Concerning the type of Low-E film, this film is located on the interior of the Windows and thermal imaging can not determine its temperature directly because it cannot measure through the glass. Transmissivity through glass is there but is very minimal and not sufficient enough for these large temperature differences. Conduction will change with material used in the glass and the gases between the windows. Different gases will cause different conductivity which will eventually affect the actual surface temperature that the IR camera is measuring. The temperature gradient across the glass panels is very evenly distributed from edge to edge. It is apparent that there actually is a temperature difference between the glass (versus incident radiation effects). There are obvious differences in specular reflection between windows.

We will continue to work on this and keep you all posted.
This anomaly has sparked a lot of interest across the board.
If we can derive a definitive answer in this case we will document the case study.


How did you determine the glass is Low-e? Did you put a piece of paper next to the panes to look at reflection?

This site may help you on your thirst for knowledge or quest for the answers :slight_smile:


Good luck…



Thanks Kevin!

Your welcome :slight_smile:

You might want to also take a look at RESFIN. I’ve used it twice in the past to help clients with selecting window replacements when I was modeling their home for Home Energy Performance Surveys. It’s a very cool “free” software.


But… now that I read that again, IR doesn’t pass through ANY glass!?:shock:

Long wave doesn’t (or very little)… short wave does. Or at least that’s what I was taught. Hence how/why a greenhouse works.

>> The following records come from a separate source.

PR #1256, opened 2022-02-12
New example script: adding tgssub for SPN-jacking and manual sname manipulation

ShutdownRepo:
Example script to allow for [SPN-jacking](https://www.semperis.com/blog/spn-jacking-an-edge-case-in-writespn-abuse/) and manual manipulation of tickets to edit the sname (i.e. SPN) the ticket is issued for.
Python equivalent to `Rubeus tgssub` command (https://github.com/GhostPack/Rubeus#tgssub)

This can be done because [the service name is not in the encrypted part of the ticket](https://www.secureauth.com/blog/kerberos-delegation-spns-and-more) (cf. [Wagging the Dog](https://shenaniganslabs.io/2019/01/28/Wagging-the-Dog.html)).

This is already done in Impacket internals with the AnySPN technique but now, attackers can use this standalone script, along with `describeTicket.py` from #1201 to manipulate (`Rubeus tgssub`) and inspect tickets (`Rubeus describe`) manually.

References
- https://www.thehacker.recipes/ad/movement/kerberos/spn-jacking
- https://www.semperis.com/blog/spn-jacking-an-edge-case-in-writespn-abuse/
- https://www.secureauth.com/blog/kerberos-delegation-spns-and-more/

Screenshot from 2022-02-12 17-13-20

PR #1260, opened 2022-02-18
add no-pac exploit attack (s4u2self only) and add service modification feature to examples/getST.py

wqreytuk:
I'm playing with no-pac exploitation recently, the last step is doing a s4u2self request, and we don't need to do s4u2proxy request.
But I found that impacket's getST.py has no support for this, and it doesn't support service modification of the returned TGS ticket.
Even there is a feature called AnySPN in impacket, but it won't work in this special situation
here is the result of smbclient.py before my modification to getST.py
image

after I made some changes to getST.py, I'm able to get a service ticket with the SPN I specified in the command line

`getST.py my.domain/WIN-ER6H1V81DV9 -no-pass -k -dc-ip 192.168.25.177 -impersonate Administrator -alt-service CIFS/WIN-ER6H1V81DV9.my.domain -s4u2self  -spn WIN-ER6H1V81DV9 -debug`
smbclient.py works just fine
image

### DIFF
--- a/examples/getST.py
+++ b/examples/getST.py
@@ -298,7 +298,7 @@ class GETST:
 
             return r, cipher, sessionKey, newSessionKey
 
-    def doS4U(self, tgt, cipher, oldSessionKey, sessionKey, nthash, aesKey, kdcHost, s4u2self=False):
+    def doS4U(self, tgt, cipher, oldSessionKey, sessionKey, nthash, aesKey, kdcHost):
         decodedTGT = decoder.decode(tgt, asn1Spec=AS_REP())[0]
         # Extract the ticket from the TGT
         ticket = Ticket()
--- a/examples/getST.py
+++ b/examples/getST.py
@@ -676,7 +676,7 @@ class GETST:
                 return
             self.__saveFileName = self.__options.impersonate
 
-        self.saveTicket(tgs, oldSessionKey)
+        self.saveTicket(tgs, oldSessionKey, options.alt_service)
 
 
 if __name__ == '__main__':
--- a/examples/getST.py
+++ b/examples/getST.py
@@ -1,3 +1,4 @@
+#!/usr/bin/env python
 # Impacket - Collection of Python classes for working with network protocols.
 #
 # SECUREAUTH LABS. Copyright (C) 2021 SecureAuth Corporation. All rights reserved.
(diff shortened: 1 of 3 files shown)


ShutdownRepo:
Hey there, I think this PR is a duplicate to #1256 #1202

ShutdownRepo:
Agreed, however this PR implements a good idea on the altservice thing, it could save some time ad replicate what Rubeus does, I'll probably update the other PRs adding this

wqreytuk:
> I did some further testing with this PR and the way the s4u2proxy is ignored is incorrect and raises a ciphertext integrity failure when saving the ticket. This is because the session keys passed are not correct. The error is raised when doing impersonation (`-impersonate`).

how? it works on my lab environment

wqreytuk:
> > I did some further testing with this PR and the way the s4u2proxy is ignored is incorrect and raises a ciphertext integrity failure when saving the ticket. This is because the session keys passed are not correct. The error is raised when doing impersonation (`-impersonate`).
> 
> how? it works on my lab environment

the saveTicket method doesn't care the new session key returned by doS4U method, it will decrypt the tgs anyway

ShutdownRepo:
Here's a screenshot on my end
Screenshot from 2022-02-19 12-45-25

wqreytuk:
> 

I see, you're not using TGT ticket

wqreytuk:
> Here's a screenshot on my end Screenshot from 2022-02-19 12-45-25

fixed

wqreytuk:
when using TGT ticket ccache, the oldSessionKey and sessionKey variable will be the same
image
I've change the return value
image
it works now
image

wqreytuk:
how can I get touch with you? @ShutdownRepo 
you didn't reply me in discord

ShutdownRepo:
> how can I get in touch with you? @ShutdownRepo you didn't reply me in discord

I'm not on Discord 24/7, please be patient. Answered you now

ShutdownRepo:
With its updates I feel like this PR is now completely redundant to #1202 with code just copy-pasted from it

wqreytuk:
integrate [https://github.com/SecureAuthCorp/impacket/pull/1256](https://github.com/SecureAuthCorp/impacket/pull/1256) to getST.py and withdraw the modification to lib files

wqreytuk:
> With its updates I feel like this PR is now completely redundant to #1202 with code just copy-pasted from it

you're right, I should close this PR, and I've sent you message on discord, this will be the last comment of this PR

wqreytuk:
even though I change the lib file, it does no harm, so I reopen this PR and take my stand, we should be able to convert ccache to kirbi and import ticket directly without any other modifications to the ticket generated by getST.py
And I don't think this PR is duplicate to @ShutdownRepo's PR: #1256 and #1202, because my ticket can be directly used to ptt while @ShutdownRepo's can not do the same thing(need rubeus tgssub to modify again), here is the compare to these two different version of getST.py from #1260 and #1202 :


in my opinion, if ticket generated by rubeus or mimikatz can be used by impacket only a format transform, then impacket should be able to do the same thing.

ShutdownRepo:
You are presenting two different things here.

The first one is a feature that allows getST to do S4U2self and work with an `altservice` for service substitution. For this, your PR seems to be a duplicate of #1202. Your PR implements a bit differently but misses a few error/argument handling.

The second one, which is interesting however, is a fix of Impacket's lib generating issues either when converting a ticket or when substituting an `sname`. I didn't have the time (yet) to investigate this, but in my opinion, this PR should be closed and another opened treating this specific thing. If adding an optional argument, like `altservice`, to the `saveTicket` function, is the solution, then the different scripts that use this will be modified accordingly (getST from #1202 and tgssub.py from #1256)

wqreytuk:
If I understand correctly, you're suggesting me close this PR and open a new PR about fromTGS and from_asn1 method modification, right?

ShutdownRepo:
> If I understand correctly, you're suggesting me close this PR and open a new PR about fromTGS and from_asn1 method modification, right?

Yes and no. In my opinion, this PR should be closed, and another one should be opened to fix the conversion issue (https://github.com/SecureAuthCorp/impacket/issues/1264).

wqreytuk:
I don't think the issue you've reised is related to this PR

ShutdownRepo:
> I don't think the issue you've reised is related to this PR

It's not, it's been uncovered in this PR

ShutdownRepo:
Issue #1264 is now fixed in PR #1265. A bug was found in `ccache`'s `toKRBCRED()` function were the service hostname was replaced by the service realm in the sname, resulting in an errored Kirbi ticket. But this bug is separate to the service substitution and S4U2self features brought by #1202 and #1260.

In conclusion
- PR #1260 can be closed as it induces unnecessary changes to Impacket's libs, and is a duplicate to #1202 which brings more error and arguments handling.
- PR #1265 fixes issue #1264

wqreytuk:
during the discussion with @ShutdownRepo, I've noticed that there is no need to change the enc-part in the ccache, what I need is just to change the ticket.sname, with this update, now we only need a little modifications to the lib file [ccache.py](https://github.com/SecureAuthCorp/impacket/pull/1260/files#diff-4df08b4285b474b8b667899d92aa2ce542f52cb03d2431a0a63aaa3b571459de)
image

wqreytuk:
unfortunately, even the ticket with only ticket.sname changed works fine in ptt, it won't work with impacket example script such as smbclient.
because the way it retrive the sname is [Line325](https://github.com/wqreytuk/impacket/blob/master/impacket/smbconnection.py#L325)-[Line326](https://github.com/wqreytuk/impacket/blob/master/impacket/smbconnection.py#L326), which means we have to change the EncKrbCredPart too, so I've reverted types.py to the original commit

wqreytuk:
after a whole night work with @ShutdownRepo, we've merged our ideas to #1202 , so I'll close this PR

wqreytuk:
after a whole night work with @ShutdownRepo, we've merged our ideas to https://github.com/SecureAuthCorp/impacket/pull/1202 , so I'll close this PR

I wonder if the absence/presence of argon gas (or dissimilar gases) could also create what you saw. (Not sure…) What you recorded resembles the difference between single pane and double pane side by side comparisons looking through a long wave imager. You’ve certainly got my interest peaked Dave. :slight_smile: I believe this will certainly take more investigation than an IR imager can provide to figure out.

This is going to open a new window in IR… L.O.L. Looks like one should put together a hand book on windows and how each window or type of covering views under IR.

With all these new windows and NEW window products on the market one could make a mistake in there findings.